[Opening GIVEN INFORMATION section]
PR #2776, opened 2015-08-12
Make RSA tests' AssertKeyEquals tolerate D changing.

### LINKED ISSUE #2741: [RSA Tests] Update RSAParameters validation to ensure D is valid, as opposed to roundtrips
RSA `D` values can be generated in one of two ways:
* `D = ModInv(E, (p - 1) * (q - 1))` (totient/psi)
* `D = ModInv(E, LCM(p - 1, q - 1))` (lambda)

Windows CAPI and CNG both generate `D` using the lambda method (which matches the PKCS#1 algorithm).  OpenSSL seems to generate it using the totient method.  Both approaches will produce the same `DP`, `DQ`, and `InverseQ` values.

OpenSSL and Windows CAPI both will roundtrip an arbitrary `D` value across import/export.  Windows CNG always exports the lambda-method `D`.

Since both values for `D` will produce functioning answers under the RSA algorithm, the two expanded keys can be said to be equivalent.  The tests therefore should only ensure that the `D` value produces a valid computation of `(D * E) % lambda == 0x01`; rather than that it was the same as the input value.

As a part of that change, ImportExportUnusual.cs should be merged back into ImportExport.cs; since the CNG tests should pass under that constraint.

bartonjs:
Windows CNG always exports the D value they would have generated (using the lambda modulus), rather than the value that was given to them.  This is particularly relevant for OpenSSL-generated keys, because they produce a D value using the totient modulus.

Now the test accepts equal valued arrays (like it did), or if they're not SequenceEqual the new D value will be tested for legality; and a legal value will be accepted even if it's different.

Fixes #2741.


src/System.Security.Cryptography.Cng/tests/project.lock.json
```diff
@@ -30,23 +33,26 @@
           "lib/DNXCore50/System.Console.dll": {}
         }
       },
-      "System.Diagnostics.Debug/4.0.10-beta-22703": {
+      "System.Diagnostics.Debug/4.0.10-beta-23127": {
```
bartonjs: I double checked, all the beta upgrades in this lock file are bringing it in line with the rest of the modules.  This addition and the last upgrade must have crossed in the night.

bartonjs:
cc: @AtsushiKan

src/Common/tests/Cryptography/AlgorithmImplementations/RSA/ImportExport.cs
```diff
@@ -189,12 +242,28 @@ internal static void AssertKeyEquals(ref RSAParameters expected, ref RSAParamete
...
+            {
+                Assert.Null(actual.D);
+            }
+            else
+            {
+                Assert.NotNull(actual.D);
+
+                // If the value matched expected, take that as valid and shortcut the math.
+                // If it didn't, we'll test that the value is at least legal.
+                if (!expected.D.SequenceEqual(actual.D))
```
bartonjs: I had a Console.WriteLine in `VerifyDValue` during development, so I know that the CNG tests got in there exactly twice, which is what I'd expect.

AtsushiKan:
LGTM

PR #2781, opened 2015-08-13
Fix a few more issues in Timer tests

stephentoub:
- Several tests were disposing the Timer before the callback with Asserts could be invoked, such that the tests were nops rather than validating what they were trying to validate.
- Several tests were modifying shared state without synchronization; very unlikely to have caused a problem, but better safe than sorry.
- One test had a race condition that could have resulted in a NullReferenceException, with a callback that attempted to access a captured local before it was initialized.
- Several tests were susceptible to the Timer being tested getting finalized in release builds, which would cause the test to fail

cc: @sokket


stephentoub:
@dotnet-bot test this please

sokket:
LGTM

PR #2789, opened 2015-08-13
Avoid intermediate collection/enumerator allocations in X509 IStorePal

justinvp:
All callers of `IStorePal.Certificates` and `IStorePal.Find` enumerate the resulting `IEnumerable<X509Certificate2>` and add each item to a `X509Certificate2Collection`. This PR changes `IStorePal` to instead accept a `X509Certificate2Collection` to add items to, avoiding any intermediate collection and enumerator allocations.

### DIFF
--- a/src/System.Security.Cryptography.X509Certificates/src/Internal/Cryptography/Pal.Windows/StorePal.cs
+++ b/src/System.Security.Cryptography.X509Certificates/src/Internal/Cryptography/Pal.Windows/StorePal.cs
@@ -21,19 +21,15 @@ namespace Internal.Cryptography.Pal
 {
     internal sealed partial class StorePal : IDisposable, IStorePal
     {
-        public IEnumerable<X509Certificate2> Certificates
+        public void CopyTo(X509Certificate2Collection collection)
         {
-            get
-            {
-                LowLevelListWithIList<X509Certificate2> certificates = new LowLevelListWithIList<X509Certificate2>();
+            Debug.Assert(collection != null);
 
-                SafeCertContextHandle pCertContext = null;
-                while (Interop.crypt32.CertEnumCertificatesInStore(_certStore, ref pCertContext))
-                {
-                    X509Certificate2 cert = new X509Certificate2(pCertContext.DangerousGetHandle());
-                    certificates.Add(cert);
-                }
-                return certificates;
+            SafeCertContextHandle pCertContext = null;
+            while (Interop.crypt32.CertEnumCertificatesInStore(_certStore, ref pCertContext))
+            {
+                X509Certificate2 cert = new X509Certificate2(pCertContext.DangerousGetHandle());
+                collection.Add(cert);
             }
         }
 
--- a/src/System.Security.Cryptography.X509Certificates/src/Internal/Cryptography/IStorePal.cs
+++ b/src/System.Security.Cryptography.X509Certificates/src/Internal/Cryptography/IStorePal.cs
@@ -9,9 +9,9 @@ namespace Internal.Cryptography.Pal
 {
     internal interface IStorePal : IDisposable
     {
-        IEnumerable<X509Certificate2> Find(X509FindType findType, Object findValue, bool validOnly);
+        void FindAndCopyTo(X509FindType findType, object findValue, bool validOnly, X509Certificate2Collection collection);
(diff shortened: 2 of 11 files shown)


justinvp:
cc @bartonjs

bartonjs:
You changed some `object`s to `Object`, but the other direction is preferred.  If you feel the burning desire to fix that, that's great; otherwise it'll get cleaned up eventually.

Aside from the casing on the word object, LGTM.

Thanks :smile:.

src/System.Security.Cryptography.X509Certificates/src/Internal/Cryptography/Pal.Windows/StorePal.cs
```diff
@@ -21,19 +21,15 @@ namespace Internal.Cryptography.Pal
...
-                {
-                    X509Certificate2 cert = new X509Certificate2(pCertContext.DangerousGetHandle());
-                    certificates.Add(cert);
-                }
-                return certificates;
+            SafeCertContextHandle pCertContext = null;
+            while (Interop.crypt32.CertEnumCertificatesInStore(_certStore, ref pCertContext))
+            {
+                X509Certificate2 cert = new X509Certificate2(pCertContext.DangerousGetHandle());
+                collection.Add(cert);
```
stephentoub: The only danger I see here is if it's possible for an exception to get thrown such that we would have added only some of the certs to the output collection and then if there's code that tries to recover. I don't know if that's a real concern.

stephentoub: (And indeed that appears to be what's happening, so ignore this :smile:)

justinvp:
> You changed some objects to Object

Ah, it was an unintended copy/paste change. I'll fix. (In the `IStorePal` definition it was `Object`, which I just left to be cleaned up later. Then just copy/pasted that definition into the implementations, but in some of the implementations it was the correct `object`.)

Also, will fix the build issue on Unix. (I had been verifying Linux builds before submitting, but I added some Debug.Asserts at the last minute and forgot to double-check Linux, which isn't compiling.

stephentoub:
Other than the casing and the missing import for System.Diagnostics, LGTM2.

KrzysztofCwalina:
Looks good to me

stephentoub:
@dotnet-bot test this please

justinvp:
@dotnet-bot test this please

stephentoub:
The tests are failing due to a segfault on Linux:
```
Starting:    System.Security.Cryptography.X509Certificates.Tests
./run-test.sh: line 156: 31144 Segmentation fault      (core dumped) ./corerun xunit.console.netcore.exe $testDllName -xml testResults.xml -notrait category=failing -notrait category=OuterLoop -notrait category=$xunitOSCategory
```

justinvp:
Thanks for finding that, Steve. I think I know what the issue is: a problem with `X509CertificateCollection.CopyTo`. Looking into it.

justinvp:
Yeah, `CopyTo` is broken. Right now, it's implemented like this:

```c#
public partial class X509CertificateCollection : ICollection, IEnumerable, IList
{
    private LowLevelListWithIList<Object> _list;
    
    internal IList List
    {
        get { return this; }
    }
    
    public void CopyTo(X509Certificate[] array, int index)
    {
        List.CopyTo(array, index);
    }
    
    void ICollection.CopyTo(Array array, int index)
    {
        List.CopyTo(array, index);
    }

    ...
}
```

So it'll just end up recursively calling itself.

`LowLevelListWithIList<T>` doesn't have an implementation of `ICollection.CopyTo`. Before I go add an implementation to it to fix this, is there any reason why this can't be switched to `List<T>`? This library doesn't have an explicit dependency on `System.Collections`, but its dependencies (e.g. `System.IO.FileSystem`) already do depend on `System.Collections`.

bartonjs:
@justinvp Switching to List should be fine.  I've certainly used it a fair bit recently within that library.  If there's a reason not to, I don't know what it is.

justinvp:
I added a separate commit that fixes `X509CertificateCollection.CopyTo` (includes tests). CI passes now.

stephentoub:
Thanks for the fix.  LGTM.

PR #3377, opened 2015-09-22
Implement GetECDsaPrivateKey() on Unix.

AtsushiKan:
cc @bartonjs

### DIFF
--- a/src/Common/src/Interop/Unix/libcrypto/Interop.EvpPkey.EcKey.cs
+++ b/src/Common/src/Interop/Unix/libcrypto/Interop.EvpPkey.EcKey.cs
@@ -1,0 +1,15 @@
+// Copyright (c) Microsoft. All rights reserved.
+// Licensed under the MIT license. See LICENSE file in the project root for full license information.
+
+using System.Runtime.InteropServices;
+
+using Microsoft.Win32.SafeHandles;
+
+internal static partial class Interop
+{
+    internal static partial class libcrypto
+    {
+        [DllImport(Libraries.LibCrypto)]
+        internal static extern SafeEcKeyHandle EVP_PKEY_get1_EC_KEY(SafeEvpPkeyHandle pkey);
+    }
+}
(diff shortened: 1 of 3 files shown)


bartonjs:
The ECDsa certificate tests can probably have their PlatformSpecific attribute removed now, no?

https://github.com/dotnet/corefx/blob/master/src/System.Security.Cryptography.X509Certificates/tests/PublicKeyTests.cs#L145 (and others)

AtsushiKan:
The PublicKey extension method is still RSA-only on Linux. Given that we punted on Import/Export for ECDsa, I’m not sure there is a feasible way to get that implemented now.

bartonjs:
Oh, hm. those tests actually use CNG knowledge.

What about something like

```C#
byte[] expectedSignature = "steal this from the implementation";
byte[] data = ByteUtils.RepeatByte(0x37, 161);
byte[] signature;

using (X509Certificate2 cert = new X509Certificate2(TestData.ECDsa384Certificate))
using (ECDsa ecdsa = cert.GetECDsaPrivateKey())
{
    signature = ecdsa.SignData(words, go here);
}

Assert.Equal(expectedSignature, signature);
```

AtsushiKan:
We’d have to build a PFX or store a private key on the disk (not nice behavior for a unit test) to do private key testing (which is why the state of private key testing in X509.Tests is pretty sad right now in general.)

What’s our current state regarding PFX support in Unix?

AtsushiKan:
Also, we couldn’t compare the sigs byte for byte anyway. Intentional non-determinism and all…

bartonjs:
If the PFX contains exactly one cert and it has a private key, things are great.  The PFX bytes could be stored in TestData.

Except, now that I've said PFX, the test would likely want to be disabled on Windows, because we run into key concurrency problems there frequently (tests which use PFX-private keys need to all be put in one class to prevent concurrent execution).

So, sigh; I guess there's not really a good way to test this right now.

bartonjs:
Oh yeah, silly non-deterministic signatures :)

bartonjs:
As for GetECDsaPublicKey, I think that you can get there with `EVP_PKEY* X509_PUBKEY_get(X509_PUBKEY*)`.  Probably want to just add it to the native interop library as `EVP_PKEY* GetX509EvpPublicKey(X509* x509)`.  Then you can just unpack the EC_KEY the same way you did for the private key here.

If we don't have an open issue to remind us that we don't have GetECDsaPublicKey on Unix, please open one.

bartonjs:
Code LGTM.  Oh, please also open an issue saying we have no GetECDsaPrivateKey tests on Linux.

PR #3380, opened 2015-09-22
Unix X509Chains treats root certs in ExtraStore differently than Windows

### LINKED ISSUE #3226: Investigate if Unix and Windows X509Chains treat root certs in ExtraStore the same
Right now I think Unix says "you told me about it, clearly it's trusted" and Windows says "it wasn't in one of the trust stores, it isn't trusted".  So the Unix version needs to be less trusting.

But this behavior is currently unconfirmed.

eerhardt:
When building an X509Chain on Unix, if the root cert isn't in the system store, the building still succeeds with no errors for UntrustedRoot.  This is different than how it works on Windows.

I changed OpenSslX509ChainProcessor.BuildChain to check if the root cert is contained in the LocalMachine root or CurrentUser root store.  If it isn't, add an UntrustedRoot error.

Fix #3226.

@bartonjs


bartonjs:
LGTM. Continued thanks, @eerhardt  :)

PR #3395, opened 2015-09-23
adding the usage of SSL_CTX_set_quiet_shutdown

shrutigarg:


shrutigarg:
CC: @stephentoub, @davidsh, @CIPop, @SidharthNabar, @pgavlin, @bartonjs , @vijaykota

src/Common/src/Interop/Unix/libssl/Interop.OpenSsl.cs
```diff
@@ -310,19 +312,14 @@ private static IntPtr GetSslMethod(bool isServer, long options)
...
                 int retVal = libssl.SSL_shutdown(sslPtr);
-                if (0 == retVal)
+                if (retVal < 0)
                 {
-                    retVal = libssl.SSL_shutdown(sslPtr);
-                    if (retVal < 0)
-                    {
-                        libssl.SSL_get_error(sslPtr, retVal);
-                    }
+                    libssl.SSL_get_error(sslPtr, retVal);
```
vijaykota: Since error value is not used, the if can be converted to a Debug.Assert(retVal == 1, "SSL shutdown failed with " + libssl.SSL_get_error(sslPtr, retVal))

LGTM otherwise

stephentoub:

stephentoub:
Can you provide more details about why we want to set this?  The docs for this option state "This behaviour violates the TLS standard."  Is SslStream doing this on Windows and thus we're matching its behavior?

src/Common/src/Interop/Unix/libssl/Interop.OpenSsl.cs
stephentoub: Does this work with an error queue like the rest of OpenSSL does?  If so, we wouldn't want to convert it to a Debug/Assert like that, as the SSL_get_error call would be removed in release and we'd leave the error in the queue.  We'd instead want to do something like:
```
if (retVal < 0)
{
    int err = libssl.SSL_get_error(ssPtr, retVal);
    Debug.Fail(...);
}
```

vijaykota:
Currently SslStream on Windows is not doing the handshake specified in https://msdn.microsoft.com/en-us/library/windows/desktop/aa380138(v=vs.85).aspx So in this PR, we are trying to cleanup the local resources

ellismg:
@dotnet-bot test this please (restarting after @bartonjs has merged master into dev-sslstream to pick up globalization fixes).

stephentoub:
@shrutigarg, I just noticed that the CLA still needs to be signed.  Can you please do that? Thanks.

src/Common/src/Interop/Unix/libssl/Interop.OpenSsl.cs
vijaykota: I think there is an error queue but it is specific to sslPtr. Since that is getting freed as the next step, this should be ok.
But even otherwise, if the error is left in the queue, the queue is supposed to be consulted only if some SSL API fails in which case the new error would be at the front of the queue, right?

stephentoub: It's not always documented which operations do or do not push errors into the queue, so we check for any operation that might.  That means that if an error is left in the queue, we may end up picking it up when querying for a completely unrelated operation.  At least that's how things were a while ago... @bartonjs can correct me if things have changed.

vijaykota: Oh I see. Then I agree it is safer to clear the queue.

bartonjs: Well, ERR_get_error is a queue.
SSL_get_error mostly reports back information on the internal state of `s` (or `sslPtr` in our calling context); it doesn't do anything with side effects that I see.

PR #3396, opened 2015-09-23
Fix handle leak in xplat SslStream.SafeFreeCredentials

vijaykota:
If a cert is used in SSL handshake, the certificate information needs
to persist for the SSL session. This is achieved by storing the cert
in a SafeFreeCredentials and bumping up its refcount. But we were
incorrectly doing this in AcquireCredentials instead of the first
invocation of InitializeSecurityContext/AcceptSecurityContext

cc: @stephentoub, @bartonjs, @rajansingh10, @shrutigarg, @pgavlin , @CIPop , @davidsh, @SidharthNabar

### DIFF
--- a/src/System.Net.Security/src/System/Net/Unix/SSPISecureChannelType.cs
+++ b/src/System.Net.Security/src/System/Net/Unix/SSPISecureChannelType.cs
@@ -27,15 +27,7 @@ namespace System.Net
         public SafeFreeCredentials AcquireCredentialsHandle(X509Certificate certificate,
             SslProtocols protocols, EncryptionPolicy policy, bool isServer)
         {
-            SafeFreeCredentials retVal = new SafeFreeCredentials(certificate, protocols, policy);
-            if ((null != retVal) && !retVal.IsInvalid)
-            {
-                // Caller does a ref count decrement
-                bool ignore = false;
-                retVal.DangerousAddRef(ref ignore);
-                //TODO retVal is not getting released now, need to be fixed.
-            }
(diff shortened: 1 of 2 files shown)


stephentoub:

ellismg:
@dotnet-bot test this please (restarting after @bartonjs has merged master into dev-sslstream to pick up globalization fixes).

bartonjs:
On the one hand, this feels a little weird.  On the other hand, the Windows version has a similar approach; and I don't see anything necessarily functionally wrong with it.

But I'm definitely having an unsure feeling, so I'd like someone else to decide it's the right change.  (Or, heck, even another opinion like mine)

stephentoub:
Am I understanding correctly that this is effectively a parent/child relationship between safe handles, that SafeDeleteContext uses a SafeFreeCredentials and thus the former AddRefs the latter when the former is constructed and ReleaseRefs the latter when the former is ReleaseHandle'd?  If so, that seems reasonable.

vijaykota:
> Am I understanding correctly that this is effectively a parent/child relationship 

This understanding is accurate. The code flow using SslStream can be paraphrased thusly:

```
SafeFreeCredentials cred = AcquireCredentials(..);
while (true)
{
    cred.AddRef();
    using (SafeDeleteContext session = new SafeDeleteContext(cred._handle, ...)
    {
        // Do SSL/TLS handshake
        // loop to process session read/write
    }
    cred.ReleaseRef();
    // break if no new session needed
}
cred.Dispose();
```

PR #3400, opened 2015-09-23
Aestest

AtsushiKan:
Move the Aes tests to the common directory and switch over to the AesFactory.Create() pattern so we can efficiently leverage these tests for AesCng whenever that class comes online.

cc @bartonjs


bartonjs:
LGTM

stephentoub:
LGTM2

PR #3401, opened 2015-09-23
Fully import legacy Select tests.

JonHanna:
Convert Select tests imported in #2874 into a more directly XUnit-ian style,
merging them with those already present.

Select1a.Test1a() left out as covered by
Select_SourceIsEmptyEnumerable_ReturnedCollectionHasNoElements()

Select2f.Test2f re-enabled, but made outerloop (takes over a minute to run).

Strengthen null-check tests.
Add parameter name check to existing tests. Add tests for overloads not
covered.


VSadov:
LGTM
Thanks!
[Closing GIVEN INFORMATION section]
* _ABOUT THIS EXERCISE_: Nothing beyond the line containing "ModInv(E, (p - 1)" is to be output; the lines above, from the first one onward to that line, are to be transcribed exactly.

* _SOLUTION_:
PR #2776, opened 2015-08-12
Make RSA tests' AssertKeyEquals tolerate D changing.

### LINKED ISSUE #2741: [RSA Tests] Update RSAParameters validation to ensure D is valid, as opposed to roundtrips
RSA `D` values can be generated in one of two ways:
* `D = ModInv(E, (p - 1) * (q - 1))` (totient/psi)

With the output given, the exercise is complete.